### Task goal
From the listing below, return each line that includes "fgalan".

-- Available records follows --

PR #2155, opened 2016-05-19
FIX -noCache now avoids populating cache on create/update subscription operations

### LINKED ISSUE #2147: -noCache must avoid populating cache on create/update subscription operations
It seems that currently `-noCache` has no effect in create/update subscription operation, so cache is always populated, althought at the end is not going to be used. This is unefficient: it incresases the CB memory footprint witout any gain.

fgalan:
Fixes #2147 

@kzangeli

### DIFF
--- a/src/lib/mongoBackend/mongoCreateSubscription.h
+++ b/src/lib/mongoBackend/mongoCreateSubscription.h
@@ -48,7 +48,6 @@ extern std::string mongoCreateSubscription
 (
   const ngsiv2::Subscription&          sub,
   OrionError*                          oe,
-  std::map<std::string, std::string>&  uriParams,
   const std::string&                   tenant,
   const std::vector<std::string>&      servicePathV,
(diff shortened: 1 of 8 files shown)


src/lib/mongoBackend/mongoCreateSubscription.h
```diff
@@ -48,7 +48,6 @@ extern std::string mongoCreateSubscription
 (
   const ngsiv2::Subscription&          sub,
   OrionError*                          oe,
-  std::map<std::string, std::string>&  uriParams,
```
fgalan: In the past we opted for a "have the method signature homogeneous, even when some parameters could not be used in some cases". However, after the experience, I now think that is better to adopt a "each function uses only what it needs" to improve function/method encapsulation. Thus, this change.

NTC (just informative).

kzangeli:
LGTM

-- Available records concluded --

### Answer
fgalan:
fgalan: In the past we opted for a "have the method signature homogeneous, even when some parameters could not be used in some cases". However, after the experience, I now think that is better to adopt a "each function uses only what it needs" to improve function/method encapsulation. Thus, this change.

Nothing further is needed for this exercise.